Anyhow, My Server Load maximums are still 25% lower than my core count, so I am more comfortable knowing I am not currently exceeding the capacity of my system. I also know this can go over my core count, but it is unclear how much or when this value represents a problem.

How can one identify when they are actually exceeding the capacity of their system?
 
  • Like
Reactions: GTA_doum
How can one identify when they are actually exceeding the capacity of their system?

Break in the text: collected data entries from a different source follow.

PR #73, opened 2019-08-09
Changed transaction fields to match catbuffer

### LINKED ISSUE #69: ModificationType instead of RestrictionType
- AccountRestrictionTransaction 

`modifications[].modificationType` has been renamed to `restrictionType` for some reason. 

The key name should stay with `modificationType`

martinayora:
Fixes #69 

Now transaction fields match between catapult-rest and catbuffers.


Vektrat:
added @rg911 to the review since he's been playing a lot lately with those endpoints and may recall some other changes, just take a look at the changed names, no need to go in depth in the code steven

Issue #84, opened 2019-08-26
Add Uint64 formatter to string or hexadecimal


evias:
Following this PR nemtech/nem2-sdk-typescript-javascript#239, it is being discussed to add a formatter in REST to encode UInt64 as `string` (number or hexadecimal TBC) instead of in the form of an array of numbers.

For CPU, monitor the utilization of your cores. If that reaches 100%, you're CPU bound.
More critical is I/O bottlenecks, because your CPU will actively wait until a request is done and can block processes in D state if you have a problem with your storage. Best is here to monitor I/O delay. These two metrics are already included in PVE.

The load value is only a rough estimate and can be falsely high, e.g. with a lot of processes in D state that other processes actively wait for. You also need to monitor the swapin/swapout to have a good memory metric. Swapin is ok, but too much swapin/swapout is bad, then you have memory problems.

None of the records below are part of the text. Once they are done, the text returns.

PR #88, opened 2019-09-02
Updated chainStatistic schema

Vektrat:
with changes to chainStatistic schema chain endpoints, and chain related endpoints (dependent on `height`) are failing

as  discussed with @dgarcia360  we left the `/chain/info` endpoint with the full schema info (including `current` structure, and specific endpoints (`/chain/height` and `/chain/score`) with just inner `current` information

### DIFF
--- a/catapult-sdk/src/model/ModelFormatterBuilder.js
+++ b/catapult-sdk/src/model/ModelFormatterBuilder.js
@@ -39,6 +39,7 @@ class ModelFormatterBuilder {
 			'transactionWithMetadata',
 
 			'chainStatistic',
+			'chainStatisticCurrent',
 			'merkleProofInfo',
 			'nodeInfo',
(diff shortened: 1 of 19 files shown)


Vektrat:
>     * What's the rationale behind `chainStatisticCurrent`? (sorry wasn't involved in the conversation.)
> 
>     * Feel the name: `chainStatisticCurrent` a bit confusing. `currentChainStatistic` better ??

I believe it is to allow having `meta` introduced into the collection, you can see the details in the wg-standard document https://docs.google.com/document/d/1GpUR2Ct1DJ-VGVFGoVVGPoy_ndRmN2RcNJpNxZqapvo/edit#heading=h.612htqwbz33z

i prefer `chainStatisticCurrent` because it "groups" better with the other `chainStatistic` schema name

In general is Brendan Gregg's website and his book always worth a read.
 
  • Like
Reactions: GTA_doum and fabian
For CPU, monitor the utilization of your cores. If that reaches 100%, you're CPU bound.
More critical is I/O bottlenecks, because your CPU will actively wait until a request is done and can block processes in D state if you have a problem with your storage. Best is here to monitor I/O delay. These two metrics are already included in PVE.

The load value is only a rough estimate and can be falsely high, e.g. with a lot of processes in D state that other processes actively wait for. You also need to monitor the swapin/swapout to have a good memory metric. Swapin is ok, but too much swapin/swapout is bad, then you have memory problems.

In general is Brendan Gregg's website and his book always worth a read.

Can you point out a method for monitoring utilization of cores within Proxmox? If that is not possible, am I just looking for some SNMP OIDs to connect to our network monitoring, or something else entirely?